TASK TO COMPLETE — Among the records below, find the line that has "PR #4882, opened 2023-07-06"; from there, give the lines again exactly, and stop after the line that has "return storageData.partitioning?.[lastPartitioningKey];".

--- PROVIDED DATA Enclosed Below ---

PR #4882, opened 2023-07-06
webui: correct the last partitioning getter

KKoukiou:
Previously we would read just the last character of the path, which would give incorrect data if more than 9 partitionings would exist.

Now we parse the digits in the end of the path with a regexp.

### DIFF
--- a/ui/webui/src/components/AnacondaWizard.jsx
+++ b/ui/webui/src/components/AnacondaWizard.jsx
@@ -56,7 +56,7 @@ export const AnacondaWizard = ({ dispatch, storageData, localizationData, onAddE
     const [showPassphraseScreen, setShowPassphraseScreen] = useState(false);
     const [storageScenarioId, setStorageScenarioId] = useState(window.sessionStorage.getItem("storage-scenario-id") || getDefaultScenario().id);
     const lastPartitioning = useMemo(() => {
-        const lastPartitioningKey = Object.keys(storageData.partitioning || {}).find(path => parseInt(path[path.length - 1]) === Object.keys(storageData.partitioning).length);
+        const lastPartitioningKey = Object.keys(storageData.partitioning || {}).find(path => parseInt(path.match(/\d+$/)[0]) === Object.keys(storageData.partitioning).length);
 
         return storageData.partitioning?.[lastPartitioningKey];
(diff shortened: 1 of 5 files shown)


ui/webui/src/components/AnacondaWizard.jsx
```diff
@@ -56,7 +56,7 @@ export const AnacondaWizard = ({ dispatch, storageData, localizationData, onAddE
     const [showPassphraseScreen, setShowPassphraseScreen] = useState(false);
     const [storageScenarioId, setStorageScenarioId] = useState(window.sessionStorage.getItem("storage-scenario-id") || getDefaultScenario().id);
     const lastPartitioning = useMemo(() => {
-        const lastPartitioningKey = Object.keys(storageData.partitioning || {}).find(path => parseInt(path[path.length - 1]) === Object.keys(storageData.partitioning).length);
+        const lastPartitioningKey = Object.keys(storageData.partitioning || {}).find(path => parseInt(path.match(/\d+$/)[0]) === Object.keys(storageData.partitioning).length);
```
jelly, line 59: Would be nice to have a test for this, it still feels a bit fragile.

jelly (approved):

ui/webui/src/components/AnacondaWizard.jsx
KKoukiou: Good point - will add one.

--- End of Enclosed PROVIDED DATA ---
--- PROVIDED DATA Enclosed Below ---

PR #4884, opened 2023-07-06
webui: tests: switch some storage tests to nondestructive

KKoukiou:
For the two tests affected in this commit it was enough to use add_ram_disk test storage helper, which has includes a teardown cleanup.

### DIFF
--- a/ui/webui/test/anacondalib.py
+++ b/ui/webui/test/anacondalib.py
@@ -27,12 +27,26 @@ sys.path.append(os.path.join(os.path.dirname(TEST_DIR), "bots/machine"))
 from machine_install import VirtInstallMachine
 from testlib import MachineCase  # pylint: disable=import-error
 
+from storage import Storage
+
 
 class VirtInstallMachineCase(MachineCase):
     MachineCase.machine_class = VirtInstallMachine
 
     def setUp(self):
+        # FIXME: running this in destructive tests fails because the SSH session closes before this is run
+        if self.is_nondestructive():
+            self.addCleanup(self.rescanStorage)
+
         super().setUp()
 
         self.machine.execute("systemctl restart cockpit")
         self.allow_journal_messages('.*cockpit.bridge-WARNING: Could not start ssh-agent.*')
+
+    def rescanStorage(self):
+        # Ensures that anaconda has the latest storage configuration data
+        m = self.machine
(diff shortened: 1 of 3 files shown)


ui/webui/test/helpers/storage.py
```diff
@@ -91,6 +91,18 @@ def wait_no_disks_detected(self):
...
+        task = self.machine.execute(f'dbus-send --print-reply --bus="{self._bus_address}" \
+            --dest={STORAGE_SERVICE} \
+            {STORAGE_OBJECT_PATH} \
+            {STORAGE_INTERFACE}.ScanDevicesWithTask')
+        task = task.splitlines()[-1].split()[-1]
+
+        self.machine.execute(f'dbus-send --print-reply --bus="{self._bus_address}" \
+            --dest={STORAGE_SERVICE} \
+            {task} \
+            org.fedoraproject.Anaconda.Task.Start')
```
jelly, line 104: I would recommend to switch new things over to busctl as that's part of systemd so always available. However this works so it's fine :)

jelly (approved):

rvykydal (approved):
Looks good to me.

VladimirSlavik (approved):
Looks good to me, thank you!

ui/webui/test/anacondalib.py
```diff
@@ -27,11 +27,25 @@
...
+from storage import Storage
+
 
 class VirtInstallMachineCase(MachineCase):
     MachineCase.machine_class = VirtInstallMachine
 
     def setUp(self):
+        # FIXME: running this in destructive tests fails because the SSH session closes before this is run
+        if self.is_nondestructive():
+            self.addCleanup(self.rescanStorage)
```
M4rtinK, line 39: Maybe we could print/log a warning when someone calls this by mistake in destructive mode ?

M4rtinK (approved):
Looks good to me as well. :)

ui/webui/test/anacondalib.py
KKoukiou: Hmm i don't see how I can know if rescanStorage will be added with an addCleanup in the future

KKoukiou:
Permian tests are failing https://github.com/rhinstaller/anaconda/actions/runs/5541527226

--- End of Enclosed PROVIDED DATA ---

ANSWER TO THIS PROBLEM —
PR #4882, opened 2023-07-06
webui: correct the last partitioning getter

KKoukiou:
Previously we would read just the last character of the path, which would give incorrect data if more than 9 partitionings would exist.

Now we parse the digits in the end of the path with a regexp.

### DIFF
--- a/ui/webui/src/components/AnacondaWizard.jsx
+++ b/ui/webui/src/components/AnacondaWizard.jsx
@@ -56,7 +56,7 @@ export const AnacondaWizard = ({ dispatch, storageData, localizationData, onAddE
     const [showPassphraseScreen, setShowPassphraseScreen] = useState(false);
     const [storageScenarioId, setStorageScenarioId] = useState(window.sessionStorage.getItem("storage-scenario-id") || getDefaultScenario().id);
     const lastPartitioning = useMemo(() => {
-        const lastPartitioningKey = Object.keys(storageData.partitioning || {}).find(path => parseInt(path[path.length - 1]) === Object.keys(storageData.partitioning).length);
+        const lastPartitioningKey = Object.keys(storageData.partitioning || {}).find(path => parseInt(path.match(/\d+$/)[0]) === Object.keys(storageData.partitioning).length);
 
         return storageData.partitioning?.[lastPartitioningKey];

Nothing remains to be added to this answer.